Trails Master Plan delay, National Victims’ Rights Week, 21-item consent calendar among other items

It was a whirlwind meeting for the Pleasanton City Council this week as city leaders, stakeholders and residents debated several big-ticket items over nearly six hours until the clock ticked past 12:30 a.m.

Lead on the public-interest list Tuesday night were the council approving policy direction in key topic areas for the Downtown Specific Plan update and endorsing a neighborhood compromise for the Chabad Center for Jewish Life expansion.

In the lengthiest discussion, at three hours, city planning officials were looking for council guidance after several recommendations from the Downtown Specific Plan Update Task Force on Feb. 26 differed from members' previous leanings and the draft plan document released in the fall -- and became the center of public debate in recent weeks.

The task force of city leaders, downtown stakeholders and other volunteers is winding down its two-year-plus process to update the policy document that outlines city rules and objectives for commercial, residential and public properties throughout Pleasanton's 307-acre downtown planning area.

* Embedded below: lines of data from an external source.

PR #1927, opened 2019-10-21
Adds react-native Partner view

kierangillen:
- This PR covers the first stage in releasing a react-native Partner view. Follow up PR's will be required for adding tests, updates to views, etc.

#skip_new_tests


Pod/Classes/ViewControllers/ARPartnerComponentViewController.m
```diff
@@ -0,0 +1,32 @@
+#import "ARPartnerComponentViewController.h"
+#import "ARGraphQLQueryPreloader.h"
+
+@implementation ARPartnerComponentViewController
+
++ (NSDictionary *)propsWithPartnerID:(NSString *)partnerID;
+{
+    BOOL isPad = UI_USER_INTERFACE_IDIOM() == UIUserInterfaceIdiomPad;
+    return @{ @"partnerID": partnerID, @"isPad": @(isPad) };
```
ashfurrow: We can use the existing `isPad` function in [`hardware.ts`](https://github.com/artsy/emission/blob/master/src/lib/Scenes/Artwork/hardware.ts) (though we may want to move that file to a higher-level directory).

Example/Emission/ARRootViewController.m
```diff
@@ -253,60 +249,18 @@ - (ARCellData *)jumpToArtwork
...
-{
-  return [self tappableCellDataWithTitle:@"Artwork With Institution Partner" selection:^{
-    id viewController = [[ARArtworkComponentViewController alloc] initWithArtworkID:@"jean-leon-gerome-the-guard"];
-    [self.navigationController pushViewController:viewController animated:YES];
-  }];
-}
-
-
-- (ARCellData *)jumpToArtworkAttributionClassFAQ
+- (ARCellData *)jumpToPartner2
```
ashfurrow: I take it these changes were for local development? 😂

src/lib/AppRegistry.tsx
```diff
@@ -87,6 +88,13 @@ interface ArtworkProps {
 
 const Artwork: React.SFC<ArtworkProps> = props => <ArtworkRenderer {...props} />
 
+interface PartnerProps {
+  partnerID: string
+  safeAreaInsets: SafeAreaInsets
+}
+
+const Partner: React.SFC<PartnerProps> = props => <PartnerRenderer {...props} />
```
ashfurrow: We should add some basic analytics tracking here before shipping. The Artwork page is the most recently-added component so it should represent the most up-to-date analytics schema; we can mimic that schema here and then get feedback from @anipetrov before shipping 👍

src/lib/Scenes/Partner/Components/PartnerOverview.tsx
```diff
@@ -0,0 +1,38 @@
+import { Box, Sans, Spacer } from "@artsy/palette"
+import { PartnerOverview_partner } from "__generated__/PartnerOverview_partner.graphql"
+import { ReadMore } from "lib/Components/ReadMore"
+import { get } from "lib/utils/get"
+import React from "react"
+import { createFragmentContainer, graphql } from "react-relay"
+
+const textLimit = 50
```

The public comments from more than a dozen speakers Tuesday varied generally between task force members and others in support of their recommendations aimed at enhancing downtown vibrancy and viability, versus other residential commenters opposed to a potential surge in housing or three- and four-story buildings in the downtown area.

City officials and task force members also attempted to quell community concerns by reiterating the proposal to date contemplates no ground-floor residential fronting Main Street and no taller maximum heights on Main Street.

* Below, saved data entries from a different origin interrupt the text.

PR #1934, opened 2019-10-24
PURCHASE-1599: Consolidates Auction State across Artwork and Bid pages

sweir27:
This PR addresses some issues we were seeing with the auction state transitions.

The immediate changes included are:
- Removes our custom `AuctionCountdownTimer` component in favor of re-using the auction state handling and countdown timer that already exists in the bidding flow. This simplified the logic within the artwork view significantly.
- Removes relay caching on the artwork view. The state of the artwork (and in particular the corresponding _sale_ which is nested within) can change often during the course of an auction, so we need to be able to see the updated state immediately upon refreshing the view. cc @alloy in case you have another idea

A few things that are not necessarily ideal included in here:
- The AuctionCountdownTimer (removed here) used `luxon` instead of `moment`. As I am re-using the existing bid flow timer here (which uses `moment`), I did not refactor to remove that. This should probably be a standalone follow-up as it'll also affect the fair countdown timer.
- The `DurationProvider` wrapper provides a nice abstraction around countdowns, but it means that the view it encompasses is re-rendered every second. I didn't notice any major issues in the simulator, but it's something to watch.
- The existing timer also uses an Emission-specific component instead of the palette-backed `TimeRemaining`, simply because that would also be a significant refactor.

One outstanding issue related to caching:
Metaphysics' current caching scheme means that while we don't cache the response of the `Artwork`, we _do_ cache the response of the `Sale` that's returned from within the artwork.

This creates the following situation:
- A live auction integration sale _ends_
  --> The corresponding Artwork is marked as "Not for sale"
  --> The corresponding Sale is marked as "Closed"
- The artwork view won't _know_ that the auction has closed until Metaphysics' cache is busted, meaning we get a weird in-between state until that happens

This ☝️ is also an issue on force, although the UI handles that by just showing the "Enter Live Bidding" button for an extra minute or so after the live auction has technically closed. We should follow up on this one.

#### PREVIEW
Screen Shot 2019-10-24 at 6 49 44 PM

wee-preview-start-live

#### BEFORE LAI
Screen Shot 2019-10-24 at 6 51 14 PM

wee-start-LAI-live

#### DURING LAI
Screen Shot 2019-10-24 at 6 53 11 PM

#### PREVIEW
Screen Shot 2019-10-24 at 6 37 14 PM

wee-preview-start-oo

#### OPEN
Screen Shot 2019-10-24 at 6 39 14 PM

wee-start-end-oo

#### CLOSED
Screen Shot 2019-10-24 at 6 43 47 PM


src/lib/Components/Countdown/DurationProvider.tsx
```diff
@@ -74,9 +73,8 @@ export class DurationProvider extends React.Component<Props, State> {
   render() {
     const { timeLeftInMilliseconds } = this.state
     const { timeOffsetInMilliseconds, children } = this.props
-
     return React.cloneElement(children, {
-      duration: moment.duration(timeLeftInMilliseconds + (timeOffsetInMilliseconds || 0)),
+      duration: moment.duration(timeLeftInMilliseconds + (timeOffsetInMilliseconds || 0) || 0),
```
zephraph: What are the `||` operators here for?

sweir27: The first is because `timeOffsetInMilliseconds` might not exist (calculates the difference between local time and gravity system time).

The second is because the timestamp passed into this (`startAt`) might be null, which would make the `timeLeftInMilliseconds` a `NaN`, and this entire `moment.duration` object invalid.

There are a bunch of ways to skin this cat, but this change basically ensures that _whatever happens_, we won't ever be showing `NaN`s in our countdown timer.

Currently, if the date was invalid or in the past, our timers would show `NaNm NaNd NaNh NaNm`. After this change, invalid/past dates will show `00m 00d 00h 00m`.

kierangillen:
Nice refactor!! LGTM!

kierangillen:
Screen Shot 2019-10-25 at 10 16 54 AM

Does this entity header image look squished?

src/lib/Components/Bidding/Components/Timer.tsx
```diff
@@ -93,25 +99,28 @@ function currentTimerState({ isPreview, isClosed, liveStartsAt }: Props) {
   }
 }
 
-interface CountdownProps {
+export interface CountdownProps {
   duration: moment.Duration
-  label: string
+  label?: string
+  [propName: string]: {}
```
sweir27: This is an attempt to also accept arbitrary props that need to be passed from the wrapper component.

src/lib/Components/Bidding/Components/__tests__/Timer-tests.tsx
```diff
@@ -169,7 +169,7 @@ it("shows month, date, and hour adjusted for the timezone where the user is", ()
     </BiddingThemeProvider>
   )
 
-  expect(getTimerLabel(timer)).toEqual("Ends May 14, 1 PM")
+  expect(getTimerLabel(timer)).toEqual("Ends May 14, 1 PM PDT")
```
sweir27: With this change, the timer on the confirm bid page will also show timezone (this felt good/preferable).

src/lib/Components/Bidding/Components/Timer.tsx
alloy: Why is there a need for arbitrary props?

src/lib/Components/Bidding/Components/Timer.tsx
```diff
@@ -4,7 +4,13 @@ import moment from "moment-timezone"
...
 import React from "react"
 
-enum AuctionTimerState {
+// Possible states for an auction:
+// - PREVIEW: Auction is open for registration but artworks cannot be bid on. This occurs when the current time is before any auction's startAt.
+// - CLOSING: Timed auction has started
+// - LIVE_INTEGRATION_UPCOMING: Auction is open for pre-bidding, live portion has not started
+// - LIVE_INTEGRATION_ONGOING: Live auction is in progress
+// - CLOSED: Auction is over
+export enum AuctionTimerState {
```
alloy: Nit-pick: When enum values are all the same as their keys, I don’t see any benefit in using an enum over a string union.

Especially not if the value needs to be passed to an API that wants the actual value. I don’t know if that applies in this case, but as it sometimes is the case (eventually) I personally lean towards never doing it.

sweir27: These values don't need to be passed to any kind of API.

I personally found the enum to be _super helpful_ while writing this code (due to intellisense).

sweir27:
@alloy Not all artworks are in sales. Both of your proposed solutions sound okay, I just wasn't sure how to accomplish them. Can you point me in the right direction?

sweir27:
@kierangillen the entity header does look squashed 😞 appears to be happening on master as well.

src/lib/Scenes/Artwork/Components/CommercialInformation.tsx
```diff
@@ -1,62 +1,85 @@
...
+              const nextState = nextTimerState(state as AuctionTimerState, { liveStartsAt })
+              const { label, date } = relevantStateData(nextState, { liveStartsAt, startsAt, endsAt })
+              return { state: nextState, date, label }
+            }}
+            {...this.props}
+          />
+        </TimeOffsetProvider>
+      )
+    } else {
+      return <CommercialInformation {...this.props} />
```
zephraph: This is so much better!

src/lib/Components/Bidding/Components/Timer.tsx
sweir27: In this case, the component that's being wrapped needs a relay prop `CommercialInformation_artwork` passed to it  (but it could be anything).

joeyAghion:
@sweir27 so you're seeing the staleness we anticipated in https://artsyproduct.atlassian.net/browse/PLATFORM-1309 in the wild? If so, seems like we should implement what was discussed in that ticket and bypass typical caching for sales (or perhaps selectively, like for authenticated callers or sales that aren't yet closed). I wasn't racing to do that since I didn't realize it was a confirmed problem, but this changes things.

mzikherman:
I don't fully follow the cache staleness issue. Is it that once a sale state is updated, which should be reflected in the UI, that takes 60 seconds for the MP cache to clear, and thus the UI might show a link to a live sale, for up to 60 seconds after it's over?

If so, that might be behavior introduced when we switched MP caching away from the 'eagerly warming the cache' to a more standard one. I can imagine the former being faster to update.

That cache is configurable, so we might be able to set it better for sales being requested for an artwork, or whatever.

sweir27:
@mzikherman That's right!

src/lib/Components/Bidding/Components/Timer.tsx
alloy: Oh yes, absolutely that’s what we need, but a string union _should_ provide the same intellisense, did it not?

alloy:
> If so, that might be behavior introduced when we switched MP caching away from the 'eagerly warming the cache' to a more standard one. I can imagine the former being faster to update.

Perhaps both apply or we are conflating things, but I understood this to be about the cache-config `force` parameter that’s passed to Relay when performing the operation, which would make it ignore the response cache it has for the given operation+variables.

alloy:
> @alloy Not all artworks are in sales. Both of your proposed solutions sound okay, I just wasn't sure how to accomplish them. Can you point me in the right direction?

Would it be feasible, if not already the case, to wrap all of the sale related containers in a single refetch container? If so, then that refetch container could force-fetch _after_ loading the data from the response cache, meaning you can either:

* optimistically show the entirety of the artwork view from cache and update the sale part when the up-to-date data comes in
* pessimistically only show the non-sale parts of the UI until the up-to-date comes in

src/lib/Components/Bidding/Components/Timer.tsx
alloy: [Here’s a solution](https://www.typescriptlang.org/play/index.html?jsx=2#code/PQKhCgAIUgVALAppA5gewIYBtIEsDOkALmpBgMbmIAORZkASohXeWgLbVoB2i3dRAJ7VkGQhkjUATmmqQAFAGEArvhLtFaZfwAmaAO7dNnHnyIBKYvAxEoMfPC1YdZSjTrTZhfCPK4AZriILgBGgmTcePyIUv4UyEpaugZGHFy8-AAKMtT4ltRi+MGQYVaIdpIYUmYAdJAAgjo6uES4PNhY4URIldX8kGwmGXQOTi4F+PgAtN0yyijwEeH+ylLdMZI5hN02FeuQKmocmtpEeobG6WauVLT4NXbA4OC4JmuMzOR0-jLskABE1RY-2efGUf3qyi+bW4sFeMQAykQbMgAN5QSCZBgAUQAagBJbEAdUgAF4AVi8YSif8ADQYgAy+Nx2IA+viAHKwbEAcQY9Vg+IA8hzWQBVTKKIUAWU5PLJAKZLPZXN5-MFIvFkplcrpjOZbM53L5AuFopFPKFcoV-yVhtVJo15o5lt19MgBwZQoR1vJ-0UXp9Lr1HoD3uxABEbWGEZG9QBfZ64aKxeIHJJnFKXUxZLaQdEenSrGwwgBckG44JCMQxWAw1awAH5y2opMmUBjWuxEciiIhy5DoTw4d2pEiUeBE+AhCJIOO+9KMNwMCgYtkvAAeDGgCAe6CQAASMWQ+mQOkQ5Dr1SsNjKqD4MVw5EgAANDuoTskLmkc0R17kX02LxIFGZRnAxfdk0vZRzzvNQUUgdglxXGIAHJCDfDNzlSIYzH-fAXwePcQCeUNVA-LCsx-YZ8MgRAAA8+24HRCE-TNv1w3MvHAAA+BUC0gHcIJgCNEECXg7zfcjjkojirn4QCSBKUQPhYAZqOufQWngYTX3fGTTmw7MaK2QjdN0oV-ArNA+1pSBtCwRBJj06SNFknD5L-Uy8EIBjqCwJ8Wk6EDfACIIdDs7oCB8spdP8tN9CQa9YGERAEXINtaEgLSsBwZN-A2RLb32GdkCwNA0AAa0IALKtEZiyEmXAUG4QgWmIUh1l0qSjjcwyqM4ryvEU1Legwbs+ykIiPRIjF9L6r8PN-csmBYGpjLMFKRA3ea2KMjSuNyHjJ0gAAybcwF0+osHwUgKFuOgl3CTxchvR7r2TFzer2gbPPwwCGIeyB-DQKQrDQIpup+uTf3+uzEqfRYqmQfYXu2aw6BynBq0qSZghmeA5gWaboFIyAhXYFodtc6GlpMrw7LqwQ0Cs2mNsO-BjvAS9CjnXtEEXZdVykLcyO+9z2aG16GKYlj036mH6dyXi6MYvg5dWr51oOohRb5lFBZQqR8Op8WFbpvCtmOviBL6c8pHkSwBI9IS9xmuBUvSzLWCXQBMAjoapbqwAA3ZByFcoDXqS5BPqiwhV14Ntn3iqhIEERAiDskJlEe9GCAg93ovwV5-PCCQJmmWYtAWbLRBu0g9G4f3ICBXLwnIZGyBCLQBB6ZNmmD3Ai2wSP7kgIlyjd-ceGCjvr3rHvwaKbLo9fecBeQ4XAOi6t23soodBJmayY9NhWroVEDhpiWdbsmp77RyB4zJAuPTjmpH7EezuEq7gUka-WC5N5ri2DtG+g18JczdmfNQkA6wNhtLdbscD6yICwCCaBPBYFFikCWHgCoAAsAAmAuMCRj8wVIOVow54Rjn5utQMcpnhu2qEQVYkR5Cv0gKbCi5tJZcI9PAtBpJURCKwImKee4cF4O4CI6R1DuASMkcQWh68RHwT7EoyRqJ74fy2FovcwBjpu3MBiRMU5SrpnYKOPw2B8TcBBlIJCCjWRVCIPoUGlVowcBsbgOxDjQbOJhK4tYHipCVRBNzLBdAEQcEQLtcBnkVqfCIDUBEAAxRQes2Y61oqdfMZBQmePLMYXx-jHFBJ4CE9xnin4q3JI-UkNsMSsPYQoAuG4B7GKnqiNGNQxHPymPmPp8iYSDOGVsGoXYewogMRuYAXSMSmKnBudehthZzWvnwnWIjYndgSdswaSi3FhMqiI-0PiYi2KwPYipMjqmnP+ImIx4AgA) that makes `StateManager` generic in a way that it verifies the given countdown component takes the expected props _as well_ as verifying the additional props that the custom countdown component expects is passed to the `StateManager`. Let me know if it needs further explanation and/or if you want to pair!

sweir27:
@alloy I figured out that when refetching, we _were_ getting new data from metaphysics, so I updated the code to make sure it was handling that okay (the `StateManager` didn't handle new props after the initial render).

It also seems that the caching issue is scoped to Emission's example app, since we already have handling for re-fetching data when someone pulls to refresh or the view becomes visible. We can still make the change you're suggesting but I don't think it should block this work.

I didn't make the TypeScript changes you suggested because I didn't have time, but I'm happy to follow up with you on that.

src/lib/Scenes/Artwork/Components/__tests__/CommercialInformation-tests.tsx
```diff
@@ -1,16 +1,16 @@
...
 import React from "react"
 import { TouchableWithoutFeedback } from "react-native"
 import { ArtworkExtraLinks } from "../ArtworkExtraLinks"
-import { AuctionCountDownTimer } from "../AuctionCountDownTimer"
 import { BidButton } from "../CommercialButtons/BidButton"
 import { BuyNowButton } from "../CommercialButtons/BuyNowButton"
 import { CommercialButtons } from "../CommercialButtons/CommercialButtons"
 import { CommercialEditionSetInformation } from "../CommercialEditionSetInformation"
-import { CommercialInformation } from "../CommercialInformation"
+import { CommercialInformationTimerWrapper } from "../CommercialInformation"
```
alloy: For future reference, it might have read nicer to rename this locally to just `CommercialInformation`.

```suggestion
import { CommercialInformationTimerWrapper as CommercialInformation } from "../CommercialInformation"
```

alloy:
> We can still make the [caching] change you're suggesting but I don't think it should block this work.

Agreed, and as discussed the way to achieve it (by first rendering from cache and then updating from network) would require some dedicated research work, applies to all of [future] Emission, and is very UX related; so I think it makes sense for the Mobile Experience team to take that on. For instance, I know that @ds300 wants to eliminate spinners as much as possible. /cc @ashfurrow 

> I didn't make the TypeScript changes you suggested because I didn't have time, but I'm happy to follow up with you on that.

Let’s please do that 👍

artsyit:
:rocket: PR was released in v1.18.10 :rocket:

The council took it a step further Tuesday, voting unanimously to oppose any ground-floor housing behind commercial properties on Main Street -- something the task force suggested discouraging but not prohibiting.

Council members also voted 4-1, with Councilman Jerry Pentin in dissent, to prohibit ground-floor residential in the new "mixed-use downtown" district, which would apply to the current civic center site and vacant city property across Old Bernal Avenue if voters support relocating the library and city offices to the Bernal Park.

Other close votes, by separate 3-2 margins, focused on maximum height and floor-area ratio (FAR) thresholds for new development in downtown but outside the commercial core area.

The majority supported 46 feet tall, 300% FAR and three stories maximum for the mixed-use downtown and 36 feet tall, 125% FAR and two stories for the mixed-use transitional district. No changes were made to the current commercial core and residential standards.

The other tight debate centered on whether to reassign two properties -- the Shell station parcel at Ray and First streets and the Barone's restaurant site on St. John Street -- to label them as open for possible residential, commercial or mixed-use redevelopment.

The proposed new label, which came after requests from the property owners, would not guarantee future rezoning and any final project application would still require a public development review process and environmental analysis, according to city staff. The move, though, would allow the owners to avoid applying for a specific plan amendment down the line.

Councilwoman Kathy Narum initially voted with Vice Mayor Karla Brown and Councilwoman Julie Testa to oppose the two relabeling but she soon asked to revisit the issue at the next meeting because of the late hour.

With the Barone's and Shell questions still lingering, the task force meeting originally scheduled for next week is expected to be reset for late-May. At that time, the group is set to confirm its recommended draft plan update that will advance to public hearings before the Planning Commission and City Council during the summer.

In other business

* The council culminated nearly a year of public debate over expansion plans for the Chabad Center on Hopyard Road by endorsing an amicable solution developed between Rabbi Raleigh Resnick, the Chabad's spiritual leader, and backyard neighbors Darlene and Michael Miller -- who each separately appealed permit conditions approved by the Planning Commission last June.

The Chabad sought permission to expand its religious activities while also offering a preschool and hosting outdoor events at property the Jewish organization bought in 2017 -- a land-use proposal that drew concerns from neighbors who faced noise and rowdiness problems with the site when it was the Pleasanton Masonic Lodge.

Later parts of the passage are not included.